# 目 - 目標, 目的



## 82riceballs

Is 目 used here because you have your eyes set on your goals (目標 目的) ? Or does 目 mean something else here?

Thanks so much!! Very curious^^


----------



## cyalor

It means "eye".


----------



## M Mira

I think "target" would be a better definition. For me, calling this usage "eye" is a bit too metaphorical, just like the "eye" in bullseye.


----------



## Skatinginbc

It means "eye" as in "eyesight".
志向 = 意志的趨向; 志≠向.
目標 = 幫住瞄準的表記, 可為目力的標準或目力能注視的地方。目≠標.


----------



## SuperXW

The online dictionary 汉典 gives the "target" definition. Of course, it can be a developed usage from its first meaning "eye".
_目 
1. 眼睛 (eye)
2. 看，视 (look)_
*3. 想要达到的地点、境地或想要得到的结果 (target)*
_4. ..._


----------



## retrogradedwithwind

I have searched and found that those two words 目的 目标 appeared very late. I mean they didn't appear till the early 1900s.

Before that time, 目didn't carry a meaning directly related with 目标 while 的 and 标 had.

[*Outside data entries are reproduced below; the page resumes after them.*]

PR #118, opened 2019-08-01
Copyright statements

azupanc:
Added Copyright statements to LICENSE file and all source files. From now on whenever a new contributor contributes to the package his/her name and affiliation should be added to the LICENSE file and corresponding source file.

### DIFF
--- a/LICENSE
+++ b/LICENSE
@@ -1,6 +1,13 @@
 MIT License
 
-Copyright (c) 2018 Sentinel Hub
+Copyright (c) 2017-2019 Matej Aleksandrov, Matej Batič, Andrej Burja, Eva Erzin (Sinergise)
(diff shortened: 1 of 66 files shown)


AleksMat:
I had a look how to avoid parsing copyright statements into the documentation. There is a simple solution:

- First we put some marker string a line before the start of contribution statements, e.g. 'Credits:'.
- Next we put the following lines anywhere in `docs/source/conf.py` file
```Python
import sphinx.ext.autodoc

def setup(app):
    app.connect('autodoc-process-docstring', sphinx.ext.autodoc.between('Credits:', what=['module'], exclude=True))
```

This way Sphinx will automatically exclude any text between appearance of a string 'Credits:' and the next appearance of the same string. Since there won't be a next appearance of this string it will exclude all text until the end of the docs string. With parameter `what` it is specified that this operation is only applied on any module docs string and not on a class, method or function docs string.

azupanc:
Thanks. This has been done and the docs look fine.

AleksMat:
Looks good, merging to develop

PR #123, opened 2019-08-16
Fixes feature parsing in MoveTask. 

azupanc:
For example, using ellipsis ... to indicate all features of certain type to be moved did not work. This is fixed now.

### DIFF
--- a/core/eolearn/tests/test_core_tasks.py
+++ b/core/eolearn/tests/test_core_tasks.py
@@ -224,6 +224,17 @@ class TestCoreTasks(unittest.TestCase):
             self.assertTrue(id(data[i]) != id(patch_dst[feature]))
             self.assertTrue(np.array_equal(data[i], patch_dst[feature]))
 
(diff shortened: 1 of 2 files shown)


core/eolearn/tests/test_core_tasks.py
```diff
@@ -224,6 +224,17 @@ def test_move_feature(self):
             self.assertTrue(id(data[i]) != id(patch_dst[feature]))
             self.assertTrue(np.array_equal(data[i], patch_dst[feature]))
 
+        features = [(FeatureType.MASK_TIMELESS, ...)]
+        patch_dst = EOPatch()
+        patch_dst = MoveFeature(features)(patch_src, patch_dst)
+
+        self.assertTrue(FeatureType.MASK_TIMELESS in patch_dst.get_features().keys())
```
AleksMat: You don't have to write `.keys()`. In Python 3 dictionaries are by default iterated by their keys.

So ...  I do not know why these words collocated.


----------



## YangMuye

It may come from Japanese.

In Japanese, there is 目指す (literally _to point eyes at_), 目当て (literally _what is targeted at by your eyes_), 標的 (_target_), 目的, 目標, こころざし (literally 心指し, _what is targeted by your heart_), etc.


----------



## leeshin

*目* commonly means "eye" in the first term it gets translated into goal so 
*目標* may represent " eye on the mark" and the next term means purpose and 
*目的* may be "eye on your aim"


----------



## Skatinginbc

leeshin said:


> 目標 may represent " eye on the mark"...目的 may be "eye on your aim"

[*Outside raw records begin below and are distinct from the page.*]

PR #59, opened 2019-01-24
Snow Mask Tasks

eerzin:

PR #128, opened 2019-08-21
Add refactored snow masking tasks

devisperessutti:
PR that re-factors and harmonizes the code contributed in PR #59 .

Two snow-masking algorithms are added:

 * a simple thresholding of `NDSI`
 * a re-implementation of the Theia snow masking product.

Default thresholds and parameters can be adjusted to work with L1C and L2A products.


devisperessutti:
one thing that was not done yet is to harmonize the resizing method to be consistent with the one used in cloud masking (`opencv` vs `Pillow`)

mask/eolearn/mask/snow_mask.py
```diff
@@ -0,0 +1,261 @@
...
+
+        snow_mask = np.where(np.logical_and(np.logical_or(ndsi >= self.ndsi_threshold,
+                                                          np.abs(ndvi - self.NDVI_THRESHOLD) < self.NDVI_THRESHOLD / 2),
+                                            bands[..., 0] >= self.brightness_threshold), 1, 0)
+
+        snow_mask = self._apply_dilation(snow_mask)
+
+        snow_mask[np.logical_or(ndsi_invalid, ndvi_invalid)] = self.undefined_value
+
+        eopatch.add_feature(FeatureType.MASK, self.mask_name, snow_mask[..., np.newaxis].astype(np.uint8))
```
AleksMat: 3 comments here:
- This could be written in the new notation, either  `eopatch.mask[feature_type][feature_name] = ...` or  `eopatch.mask[snow_mask_feature] = ...`
- As I understand this task is doing single temporal classification. Therefore it could either work on `FeatureType.DATA` or `FeatureType.DATA_TIMELESS`. Up to this point either feature type would work. Here (or even better - already in `__init__`) the task could decide to store results in either `FeatureType.MASK` of `FeatureType.MASK_TIMELESS`.
- Does the mask have to be cast to `np.uint8`? Since it is a binary mask it seems more natural to store it in a boolean type. `AddCloudMaskTask` is also returning mask values in boolean.

I think everything here also applies to the same case in `TheiaSnowMask` task. 
(Even the second bullet should be valid as you can at the beginning add temporal dimension to timeless data.)

mask/eolearn/mask/snow_mask.py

屁眼 "eye on the buttocks, asshole" ≠ 眼屁.
靶心/靶眼 "bullseye, center of a target" ≠ 心靶/眼靶
目標 ≠ 標目
目的 ≠ 的目
目鏡 "eyepiece" ≠ 鏡目


SuperXW said:


> * 想要达到的地点、境地或想要得到的结果 (target)*


那是"目的", 不是"目". 目 ≠ 的"target"箭靶的中心. 矢之中的≠矢之中目.
"目標" could also mean "目光的標靶, 注目的焦點" focus of attention (e.g., 超模吴婷在高球明星队赛成为目标). 目 means "eye" as in "eyesight".


----------



## 82riceballs

Thanks so much to everyone for this fascinating discussion! 

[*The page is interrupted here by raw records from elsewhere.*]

PR #65, opened 2016-12-14
Give "exit fullscreen" a fully flag and define "fully exit fullscreen" using it

foolip:
The previous definition of fully exit fullscreen could unfullscreen
elements in top layer synchronously. If those elements were iframes,
the contentDocument would get handled in a following animation frame
task, leaving everything in an odd state in the interim.

Exposing the concept of fully exiting to scripts is https://github.com/whatwg/fullscreen/issues/70.

***
[Preview](https://fullscreen.spec.whatwg.org/branch-snapshots/fully-exit-fullscreen/) | [Diff](https://s3.amazonaws.com/pr-preview/whatwg/fullscreen/cbdc4f7...9330439.html)

### DIFF
--- a/fullscreen.bs
+++ b/fullscreen.bs
@@ -85,18 +85,6 @@ its <a>node document</a>'s <a>top layer</a>.
 
 <hr>
 
-<p>To <dfn>fully exit fullscreen</dfn> a <a for=/>document</a> <var>document</var>, run these steps:
-
-<ol>
- <li><p>If <var>document</var>'s <a>fullscreen element</a> is null, terminate these steps.
-
- <li><p><a lt="unfullscreen an element">Unfullscreen elements</a> whose <a>fullscreen flag</a> is
- set, within <var>document</var>'s <a>top layer</a>, except for <var>document</var>'s
- <a>fullscreen element</a>.
-
- <li><p><a>Exit fullscreen</a> <var>document</var>.
-</ol>
-
 <p>Whenever the <a>removing steps</a> run with a <var>removedNode</var>, run these steps:
 
 <ol>
@@ -109,7 +97,7 @@ its <a>node document</a>'s <a>top layer</a>.
 
   <ol>
    <li><p>If <var>node</var> is its <a>node document</a>'s <a>fullscreen element</a>,
-   <a>exit fullscreen</a> that <a for=/>document</a>.
+   <a>exit fullscreen</a> that <a for=/>document</a> with <var>fullyFlag</var> unset.
 
    <li><p>Otherwise, <a lt="unfullscreen an element">unfullscreen <var>node</var></a> within its
    <a>node document</a>.
@@ -117,7 +105,7 @@ its <a>node document</a>'s <a>top layer</a>.
 </ol>
 
 <p>Whenever the <a>unloading document cleanup steps</a> run with a <var>document</var>,
-<a>fully exit fullscreen</a> <var>document</var>.
+<a>exit fullscreen</a> <var>document</var> with <var>fullyFlag</var> set.
 
 <hr>
 
@@ -351,7 +339,8 @@ could be an open <{dialog}> element.
  in which case that document will still remain in fullscreen.
 </ol>
 
-<p>To <dfn>exit fullscreen</dfn> a <a for=/>document</a> <var>doc</var>, run these steps:
+<p>To <dfn>exit fullscreen</dfn> a <a for=/>document</a> <var>doc</var> with
+<var>fullyFlag</var>, run these steps:
 
 <ol>
  <li><p>Let <var>promise</var> be a new promise.
@@ -393,8 +382,8 @@ could be an open <{dialog}> element.
 
    <li><p>If <var>resize</var> is true and <var>topLevelDoc</var> is either not in
    <var>exitDocs</var>, or not a <a>simple fullscreen document</a>,
-   <a>fully exit fullscreen</a> <var>topLevelDoc</var>, reject <var>promise</var> with a
-   <code>TypeError</code> exception, and terminate these steps.
+   <a>exit fullscreen</a> <var>topLevelDoc</var> with <var>fullyFlag</var> set, reject
+   <var>promise</var> with a <code>TypeError</code> exception, and terminate these steps.
    <!-- cross-process -->
 
    <li><p>Let <var>descendantDocs</var> be an <a>ordered set</a> consisting of <var>doc</var>'s
@@ -406,8 +395,16 @@ could be an open <{dialog}> element.
    <a lt="unfullscreen a document">unfullscreen <var>descendantDoc</var></a>.
    <!-- cross-process -->
 
-   <li><p><a>For each</a> <var>exitDoc</var> in <var>exitDocs</var>,
-   <a lt="unfullscreen an element">unfullscreen</a> <var>exitDoc</var>'s <a>fullscreen element</a>.
+   <li>
+    <p><a>For each</a> <var>exitDoc</var> in <var>exitDocs</var>:
+
+    <ol>
+     <li><p>If <var>exitDoc</var> is <var>doc</var> and <var>fullyFlag</var> is set, then
+     <a lt="unfullscreen a document">unfullscreen <var>doc</var></a>.
+
+     <li><p>Otherwise, <a lt="unfullscreen an element">unfullscreen</a> <var>exitDoc</var>'s
+     <a>fullscreen element</a>.
+    </ol>
 
    <li><p><a>For each</a> <var>descendantDoc</var> in <var>descendantDocs</var>,
    <a>fire an event</a> named <code>fullscreenchange</code> on <var>descendantDoc</var>.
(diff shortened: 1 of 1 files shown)


foolip:
This is a big rough, but the structure matches exactly what I found myself having to do in https://codereview.chromium.org/2573773002/ in order to make sense of fully exit fullscreen with the timing changes to modify the fullscreen element stack (soon top layer) at animation frame timing.

I have doubts about whether to expose this in the API or not. It would be great for testing and I even have the tests, but is it also useful for web authors?

annevk:
I guess it might be useful if you "own" the entire application stack. But what would this do inside an `<iframe>`? Would it actually fully exit?

foolip:
You changed https://fullscreen.spec.whatwg.org/#fully-exit-fullscreen to only fully exit in the document for which it's called in 3243119d027a8ff5b80998eb1f17f8eba148a346. I assumed that was intentional? Do you think people would expect `iframe.contentDocument.exitFullscreen({ fully: true })` to exit all the way up?

annevk:
It does seem like that was intentional. I guess as long as you're same-origin you can grab the same document as UX would when fully exiting.

fullscreen.bs
```diff
@@ -365,7 +362,9 @@ attribute's getter must run these steps:
    <a lt="unfullscreen a document">unfullscreen <var>descendantDoc</var></a>.
    <!-- cross-process -->
 
-   <li><p>For each <var>exitDoc</var> in <var>exitDocs</var>, in order,
+   <li><p>For each <var>exitDoc</var> in <var>exitDocs</var>, in order: If <var>exitDoc</var> is
```
foolip: Suggestions also welcome here. Would it be better have exitDocs contain only the documents that should fully exit, and then handle the document above separate? (That is currently "If exitDocs’s last document has a browsing context container, append that browsing context container’s node document to exitDocs.")

fullscreen.bs
```diff
@@ -309,7 +305,8 @@ attribute's getter must run these steps:
  <li><p>Return <var>docs</var>.
 </ol>
 
-<p>To <dfn>exit fullscreen</dfn> a <a for=/>document</a> <var>doc</var>, run these steps:
+<p>To <dfn>exit fullscreen</dfn> a <a for=/>document</a> <var>doc</var> with an optional
+<var>fully flag</var>, run these steps:
```
annevk: Just remove "optional"?

fullscreen.bs
annevk: Not sure, whatever matches the code. But I would use a sublist after "in order" to deal with the if/otherwise situation in two list items rather than jamming it all together.

upsuper:
> Exposing the concept of fully exiting to scripts makes it easier to test, although this is not central to the change itself.

If exposing it is not central of this change, could we split this into a separate issue? It seems to me this could be more controversial than fixing the timing issue.

foolip:
I've now finished the changes and think they are ready for review. There is one existing problem that I'll comment on.

fullscreen.bs
```diff
@@ -340,23 +330,26 @@ attribute's getter must run these steps:
...
    <a>browsing context container</a>, append that <a>browsing context container</a>'s
    <a>node document</a> to <var>exitDocs</var>.
    <!-- cross-process -->
 
+   <li><p>If <var>resize</var> is true, then: while <var>exitDocs</var>'s last <a for=/>document</a>
+   has a <a>browsing context container</a>, append that <a>browsing context container</a>'s
+   <a>node document</a> to <var>exitDocs</var>.
+   <!-- cross-process -->
+
    <li><p>Let <var>descendantDocs</var> be an ordered set consisting of <var>doc</var>'s
```
foolip: Using *doc* here seems like a problem before and after this change. Before, the fullscreen element in one of *exitDocs* may have been another iframe, since we have no hierarchy restrictions now. The wrong part of the frame tree is then going to get its fullscreen state cleared.

With this change, there's the additional problem that if *fully flag* is set, we'll exit fully in all those documents, and there may be a bunch of frames that need state cleared that don't get it.

I'm thinking that maybe the synchronous intro of "exit fullscreen" should instead determine a single *exitDoc*, from which one or all fullscreen top layer elements will be removed depending on the *fully flag*. Then there will be no "collecting documents to unfullscreen" in the animation frame task, only an attempt to make it so. Would that kind of model work? Should I work it into this PR or not?

annevk: @upsuper can probably answer the model question much better than I can.

fullscreen.bs
```diff
@@ -100,15 +88,15 @@ it from its <a>node document</a>'s <a>top layer</a>.
 
   <ol>
    <li><p>If <var>node</var> is its <a>node document</a>'s <a>fullscreen element</a>,
-   <a>exit fullscreen</a> that <a for=/>document</a>.
+   <a>exit fullscreen</a> that <a for=/>document</a> with the <var>fully flag</var> unset.
```
annevk: I would prefer _fullyFlag_ throughout.

fullscreen.bs
```diff
@@ -366,8 +359,16 @@ attribute's getter must run these steps:
    <a lt="unfullscreen a document">unfullscreen <var>descendantDoc</var></a>.
    <!-- cross-process -->
 
-   <li><p>For each <var>exitDoc</var> in <var>exitDocs</var>, in order,
-   <a lt="unfullscreen an element">unfullscreen</a> <var>exitDoc</var>'s <a>fullscreen element</a>.
+   <li>
+    <p>For each <var>exitDoc</var> in <var>exitDocs</var>, in order:
```
annevk: We could make this use https://infra.spec.whatwg.org/#list-iterate and no longer have to say "in order", but could also do that later on.

fullscreen.bs
```diff
@@ -340,23 +330,26 @@ attribute's getter must run these steps:
...
    <li><p>If <var>exitDocs</var> is the empty set, append <var>doc</var> to <var>exitDocs</var>.
 
    <li><p>If <var>exitDocs</var>'s last <a for=/>document</a> has a
    <a>browsing context container</a>, append that <a>browsing context container</a>'s
    <a>node document</a> to <var>exitDocs</var>.
    <!-- cross-process -->
 
+   <li><p>If <var>resize</var> is true, then: while <var>exitDocs</var>'s last <a for=/>document</a>
+   has a <a>browsing context container</a>, append that <a>browsing context container</a>'s
+   <a>node document</a> to <var>exitDocs</var>.
```
upsuper: This would not work, because we only call *unfullscreen an element* on documents in *exitDocs*.

foolip:
Sorry for leaving this sitting for so long, I was fighting fullscreen regressions and being distracted. This will probably need some tweaking after we agree on some change (or not) in https://github.com/whatwg/fullscreen/issues/74 so I'll leave this sitting and ping again when it's ready for review again.

fullscreen.bs
foolip: The algorithm was changed in https://github.com/whatwg/fullscreen/pull/72 and in https://github.com/whatwg/fullscreen/pull/81 I've tried to make it clear what the return value of *collect documents to unfullscreen* means.

So, given no hierarchy restrictions I think that the problem remains, but I'm not going to try to tackle it in this PR.

foolip:
I have reworked and rebased this on top of https://github.com/whatwg/fullscreen/pull/81, which gets rid of some of the changes I had. It's not really possible to write tests for "fully exit fullscreen" with web-exposed APIs currently AFAIK, I have two tests in Blink that depend on something funny about window.open that I don't think is per spec.

So, I think testing the algorithm is blocked on https://github.com/whatwg/fullscreen/issues/70 and will file a wpt issue about missing test coverage.

foolip:
@upsuper, can you give this another look? On top of this I have a WIP change to revamp how animation frame tasks are used to solve https://github.com/whatwg/fullscreen/issues/74, which I need to resolve in order to try relanding https://crbug.com/402376.

foolip:
(Only review the second commit, and I'll rebase once #81 is merged.)

fullscreen.bs
```diff
@@ -109,15 +97,15 @@ its <a>node document</a>'s <a>top layer</a>.
...
+   <a>exit fullscreen</a> that <a for=/>document</a> with <var>fullyFlag</var> unset.
 
    <li><p>Otherwise, <a lt="unfullscreen an element">unfullscreen <var>node</var></a> within its
    <a>node document</a>.
   </ol>
 </ol>
 
 <p>Whenever the <a>unloading document cleanup steps</a> run with a <var>document</var>,
-<a>fully exit fullscreen</a> <var>document</var>.
+<a>exit fullscreen</a> <var>document</var> with <var>fullyFlag</var> set.
```
foolip: I've realized this is actually a bit broken. Exit fullscreen is async and recursive, and
* The async bit means that things should happen to the document after the resize, when it's (probably) already not the active document. In particular, events should be fired, that aren't fired in at least Firefox in https://github.com/w3c/web-platform-tests/pull/5887
* https://html.spec.whatwg.org/multipage/browsers.html#unload-a-document itself recurses into descendant browsing contexts, so there would be more exiting going on than necessary.

I think it would actually be best to just unfullcreen the document with no events at all here, and will change the PR to do that.

foolip: Sigh, no, that doesn't work either. I've filed https://github.com/whatwg/fullscreen/issues/82 and ask to declare this out of scope for this refactoring.

foolip:
This issue would actually become moot with https://github.com/whatwg/fullscreen/pull/91, because then it's impossible for an iframe to be anything except the topmost fullscreen element in top layer.

foolip:
Closing, after https://github.com/whatwg/fullscreen/pull/128 and related discussion I don't think we'll do this.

So now I really get the meaning of 目標- thanks to skatingbc's description:　"幫住瞄準的表記, 可為目力的標準或目力能注視的地方。" A mark to guide your eye to aim better! 

I still don't quite get why 
目的 ("eye + target) = WHY you are doing something; your purpose

as opposed to 目標 = WHAT you are shooting for; your goal

Please let me know if my understanding of this is wrong!


----------



## YangMuye

> 和製漢語
> 彭文祖在撰《盲人瞎馬之新名詞》，認為和製漢語滔滔入華為滅國滅族之事，攻擊那些套用日本名詞的人恬不知恥，並著力批評「支那、取締、取消、引渡、*目的*、宗旨、權利、義務、衛生、要素、法人、文憑、經濟、引揚、相場、切手、讓渡、差押、第三者」諸詞「不倫不類」，認為中國人襲用是「瞎眼盲從」，力主改新還舊。如認為應當廢止來自日本的「取締」，代之以古漢語禁止、管束；又主張將「場合」改為時、事、處，「第三者」改為他人，「動員令」改為動兵令，「打消」改為廢止，「目的」改為主眼，「取消」改為去銷，「手續」改為次序、程序，「引渡」改為交付、交出，等等。[11]





> 基于汉字写法引入中文的日文非和制汉语词汇
> 目標（めじるし・もくひょう）：*目標*





			
				三省堂 大辞林 said:
			
		

> もく てき ［0］ 【目的】
> ①実現しよう，到達しようとして目指す事柄。めあて。 「 －を達成する」 「 －をとげる」 「本来の－にかなっていない」
> ②*〘哲〙 *行為において目指すもの。それの*ため*に，またそれに向けて行為が行われ，実現が求められるもの。 ↔ *手段*


大辞林 (a Japanese dictionary) considers 目的 in the sense of _purpose_ a philosophical terminology. It is probably that this word was coined to translate western books.


----------



## Skatinginbc

> 彭文祖《盲人瞎馬之新名詞》主張將「目的」改為主眼


這說明「目的」借入中文(不管其日文原意)在1915年是「主眼」(主要關鍵、要點)的意思 (眼 = 關鍵, e.g., 節骨眼).  「主眼」猶「著眼點」(特別注目、考慮的地方).
So, there was probably a semantic shift, from 「目的」 "locus of attention" to "purpose". 目 = eye, attention; 的 = locus, target.


----------



## 82riceballs

Wow, you guys are truly amazing! Thanks for all these explanations!!!


----------